Overview
Research in acute care faces many challenges, including enrollment challenges, legal limitations in data sharing, limited funding, and lack of singular ownership of the domain of acute care. To overcome some of these challenges, the Center of Acute Care of the University Medical Center Groningen in the Netherlands, has established a de novo data-, image- and biobank named "Acutelines". Acutelines is initiated to improve recognition and treatment of acute diseases and obtain insight in the consequences of acute diseases, including factors predicting its outcome. Thereby, Acutelines contributes to development of personalized treatment and improves prediction of patient outcomes after an acute admission.
Description
Acutelines is a prospective biobank including patients with a broad spectrum of acute conditions. Its aim is to facilitate interdisciplinary research on the etiology and development of acute diseases with the aid of systematically collected biomaterials and medical data over various timepoints, both during the course of the patient's disease and after recovery. Clinical data, imaging data and biomaterial (i.e. blood, urine, feces, hair) are collected for patients presenting to the Emergency Department (ED) with a broad range of acute disease presentations. A deferred consent procedure (by proxy), is in place to allow collecting data and biomaterials prior to obtaining written consent. The digital infrastructure in place and the software used ensures automated capturing of all bed-side monitoring data (i.e. electrophysiological waveforms, vital parameters), and the secure importation of data from other sources, such as the electronic health records of the hospital, ambulance and general practitioner, municipal registration, health insurance companies and pharmacy. Follow up data are collected for all included patients during the first 72-hours of their hospitalization and 3-months, 1-year, 2-years and 5 years after their ED visit.

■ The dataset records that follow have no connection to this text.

PR #4885, opened 2018-03-27
only visit nodes in EnumerateChildrenAsync when asked

Stebalien:
No idea why this was changed this was introduced in:

08f342e8bada4f4eb0c5462a3623f0c2b828240f (part of #3598)


whyrusleeping:
Probably worth asking @Voker57 if there was any particular reason for this.

Voker57:
Looks like a leftover from former logic, my bad.

PR #4888, opened 2018-03-28
dedup keys in GetMany

Stebalien:
Otherwise, GetMany on the children of a node with duplicate links may fail

### DIFF
--- a/merkledag/merkledag.go
+++ b/merkledag/merkledag.go
@@ -201,7 +201,20 @@ func (n *dagService) GetMany(ctx context.Context, keys []*cid.Cid) <-chan *ipld.
 	return getNodesFromBG(ctx, n.Blocks, keys)
 }
 
+func dedupKeys(keys []*cid.Cid) []*cid.Cid {
+	set := cid.NewSet()
+	for _, c := range keys {
+		set.Add(c)
+	}
+	if set.Len() == len(keys) {
+		return keys
+	}
+	return set.Keys()
+}
+
 func getNodesFromBG(ctx context.Context, bs bserv.BlockGetter, keys []*cid.Cid) <-chan *ipld.NodeOption {
+	keys = dedupKeys(keys)
+
 	out := make(chan *ipld.NodeOption, len(keys))
 	blocks := bs.GetBlocks(ctx, keys)
 	var count int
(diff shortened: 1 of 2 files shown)


kevina:
I can see this adding overhead.  Can you elaborate on what you mean by "GetMany on the children of a node with duplicate links may fail".

Stebalien:
We check to see if we get back the correct number of blocks and, if we don't, write an error to the channel. However, lower layers will (correctly) deduplicate requested keys so we'll end up getting back fewer blocks than we requested and think something has gone wrong.

kevina:
Okay, deduplicating at every layer seams like unnecessary overhead, and my thoughts are that it maybe we should just not check at this level, but I am not familiar enough with the code to know for sure.

Stebalien:
> Okay, deduplicating at every layer seams like unnecessary overhead, and my thoughts are that it maybe we should just not check at this level, but I am not familiar enough with the code to know for sure.

We could just say "make sure to deduplicate your own keys". Alternatively, we could *not* return an error when we can't find all requested objects. Really, I think we should go with the second (that's what the datastore does) but that will take some thought.

Also note, this is *definitely* not the performance bottleneck (unfortunately).

merkledag/merkledag.go
```diff
@@ -201,7 +201,20 @@ func (n *dagService) GetMany(ctx context.Context, keys []*cid.Cid) <-chan *ipld.
 	return getNodesFromBG(ctx, n.Blocks, keys)
 }
 
+func dedupKeys(keys []*cid.Cid) []*cid.Cid {
```
Kubuxu: I think this can be done without copying the whole array to map and reverse by running a search over the rest of the array and remembering which indexes are duplicate.

IDK if it would be faster.

Stebalien: The "remember which indexes are duplicate" part is exactly what we're doing when copying to the map. We could *modify* the array instead of creating a new one but then we'd be modifying an argument. We could also sort and then dedup but this is probably faster.

whyrusleeping:
Good catch, but AFAIK the only user of `GetMany` is `GetNodes` (which is now extracted). I wonder if it would be better to just replace `GetMany` with `GetNodes` completely? where did this come up?

Stebalien:
> where did this come up?

A patch I was writing to try to parallelize fetching a bit.

>  I wonder if it would be better to just replace GetMany with GetNodes completely? where did this come up?

You mean, replace it with an interface that fills in a promise array? This interface is useful when you don't care about the order (first come, first serve). Doing that with the `GetNodes` interface is tricky.

PR #189, opened 2022-07-18
Simplify gitlab connector - remove file extraction

artem-shelkovnikov:
## Closes https://github.com/elastic/enterprise-search-team/issues/2269

We're simplifying Gitlab connector by removing the file traversal for now - it's only picking up the root of the repository and does not sync file content.

It makes sense to approach this later when we start addressing the attachment/download functionality.


wangch079 (approved):
LGTM

PR #190, opened 2022-07-18
Simplify EsSink and flush manually

artem-shelkovnikov:
How EsSink works now:

Every N seconds it tries to automatically flush all the queue of requests into Elasticsearch. It was done to work around the problem, that the last batch of data was never sent to Elasticsearch - `@sink.flush` was never used in the end of sync.

Now with all the refactorings, it's trivial to just call `@sink.flush` in the end of sync in `SyncJobRunner.do_sync!`.

This simplifies the sink design + avoids potential awkward interactions when the timer task to flush is triggered in the middle of actual flush (rare case, nevertheless this is added complexity that can backfire).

Data and materials to be collected includes:
- Demographic and health data (i.e. [experiences] health, quality of life, functional status)
- Medical history (i.e. co-morbidity, intoxications, medication use)
- Admission reason to emergency department
- Physical examination and vital parameters
- Clinical diagnostic data (i.e. [point-of-care] ultrasound, X-ray, CT-scan, laboratory results)
- Electrophysiological waveforms (i.e. electrocardiogram [ECG], plethysmography)
- Biomaterials
- Treatment (i.e. medication use, non-pharmacological treatment, treatment decisions, length-of-stay in hospital, admission to intensive care unit [ICU])
Eligibility
Inclusion Criteria, at least one of the following:
- Triaged as one of highest two triage categories (red or orange) according to the Manchester triage system;
- Triaged as the third highest triage category (yellow) and arrival by EMS of Helicopter Emergency Medical Service (HEMS;
- Shock
- Suspicion of sepsis (based on either physicians' suspicion, Sepsis-2 or Sepsis-3 criteria)
- Acute kidney injury (AKI)
- Anaphylactic reaction
- Syncope
- Intoxication
- Thrombosis
- Pulmonary embolism
- Bleeding while using anti-coagulant drugs
- Gastro-intestinal bleeding
- Electrolyte disturbance
Exclusion Criteria:
- Referred for organ transplantation as recipient
- Transfer from other hospital
- Accidental contact patient material (i.e. internal work-related accident)
While data- and imaging will be collected from all these patients, biomaterials will only
be collected from patients fulfilling the first criterion (i.e. triaged as one of highest
two triage categories [red or orange] according to the Manchester triage system) and from
patients with shock or a suspicion of sepsis.